Because of the U-shaped attention curve, place your most important instructions at the beginning of the system prompt and reiterate your most important constraints at the end. Do not hide important rules in the middle of a lengthy prompt.

If you are developing RAG systems, this is equally applicable to document ordering. Order documents with the highest relevance at the beginning and end of the context window and those with lower relevance in the middle.

Utilise Structured Formatting

Anthropic’s context engineering white-paper noted that structured formatting of the context window with XML-style tags enables the model to handle larger volumes of context more effectively. Structure is not merely beneficial for clarity; it also facilitates the attention mechanism to parse what is what.

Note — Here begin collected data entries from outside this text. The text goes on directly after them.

PR #591, opened 2026-05-27
feat: otel-collector filelog IOPS safety controls

MorLiberty:
## Summary
Chart-level defense-in-depth for the otel-collector log-tailing IOPS issue (companion to the agents-service guardrail). Adds a documented namespace-exclude valve and a `start_at` safety note to the static filelog config.

## Context
The otel-collector `filelog` receiver tails container logs; its read rate scales with the log-write rate of the in-scope pods. With a broadened scope, on storage that doesn't benefit from the Linux page cache (VMware datastores, memory-pressured nodes) this becomes sustained read IOPS — the spike reported by Uline/Rockwell after upgrading to 2.17.0.

## What changed
`charts/komodor-agent/`
- **`values.yaml`** — new `components.komodorDaemon.opentelemetry.logCollection.excludeNamespaces` (default `[]`), with docs explaining the IOPS cost of broad log collection and that the live scope is backend-driven when `otelInit.enabled=true`.
- **`templates/opentelemetry/configmap.yaml`** — renders the excluded namespaces as filelog `exclude` globs; adds a comment that `start_at` must stay `end`.

## Notes
- Behavior-neutral by default (`excludeNamespaces: []`). Applies to the static fallback config used when `otelInit.enabled=false`; for remote-config agents the scope is enforced server-side (see mono PR #28601).

## Test plan
- [x] `helm lint` passes
- [x] `helm template` renders the exclude globs correctly for given namespaces


MorLiberty:
cu-86c9zyqaj

PR #601, opened 2026-06-07
CU-86ca5evq0 - feat(komodor-agent): add extraVolumes support to watcher container

shay-cohen:
Allow projected ServiceAccount tokens (and any custom volumes) to be
mounted into the watcher container via components.komodorAgent.watcher.extraVolumes.
Removes vendor-specific example from docs; adds CI coverage.


shay-cohen:
Opened a new task on ClickUp!
Go check it out and add some info: [CU-86ca5evq0](https://app.clickup.com/t/86ca5evq0)

Moran-k (approved):

PR #10, opened 2023-07-25
Added the interactive learnbyheart page

A-meerdervan:
I created the alexaddlearnbyheart branch.
It now also contains questions on what capital belongs to what country, this is just for Joep to get a feel for what the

For agent system prompts, utilise clear section dividers. For example:

<task_instructions>
 Your core task description here
</task_instructions>

<constraints>
 Hard rules the agent must follow
</constraints>

<context>
 Background information
</context>

Structured formatting provides the model with explicit structural cues regarding the type of content included in each section as opposed to relying upon the model to infer boundaries based upon a block of text.

Reiterate Key Constraints

If there are constraints that must be preserved across a lengthy session (“never modify files outside the src/ directory” or “always write tests before implementing”), reiterate them. Include them in the system prompt, describe them in your tool definitions, and periodically re-inject them.

While this is a brute-force method, it is effective. You are combating attention dilution by amplifying the signal of critical instructions.

Clear Between Tasks

This is the most basic and least utilised method. Once you transition from one task to another task that is entirely unrelated, clear the context. The previous task’s file contents, error messages, and reasoning are irrelevant to the subsequent task.

In Claude Code: /clear when transitioning tasks. /rename first if you desire to locate the session later, then /resume to resume to it. Old context wastes tokens on each successive message and actively degrades quality.

Maintain Tools Minimally

Each tool definition is retained in context for the duration of the session regardless of whether or not the tool is used. If you have 20 MCP servers connected but require only 3 of the servers to accomplish the current task, you are wasting context on the 17 sets of tool definitions.

Claude Code already addresses this issue — whenever the MCP tool definitions exceed 10% of the context window, Claude Code automatically delays loading the tool definitions and loads them on demand. For custom agent systems, be deliberate regarding the tools that are accessible to each task.

Implications for Agent Developers

The common theme among every study reviewed thus far is: the precision of the items included in the context window is significantly more important than the size of the context window itself. Additional context is not necessarily advantageous. High-signal context is always preferable to low-signal context.

Anthropic’s phrasing encapsulates the concept well — identify the smallest collection of high-signal tokens that maximise the probability of the desired outcome.

For developers creating agent workflows, this translates to the following architectural choices: create isolated sub-agent context, compress aggressively, retrieve just-in-time instead of preloading, and optimise your orchestration such that each phase of work operates within a clean, focused set of tokens.

Although the models are becoming more adept at handling long context windows, the architectural restriction is still present and will not disappear anytime soon. Rather than hope larger context windows will solve the issue, develop solutions that address the restriction and integrate them into your production environments.

If you wish to delve further into the research, the principal studies to review are Liu et al.’s “Lost in the Middle” (arXiv:2307.03172), Chroma’s “Context Rot” report at research.trychroma.com/context-rot, and Anthropic’s context engineering post at anthropic.com/engineering/effective-context-engineering-for-ai-agents.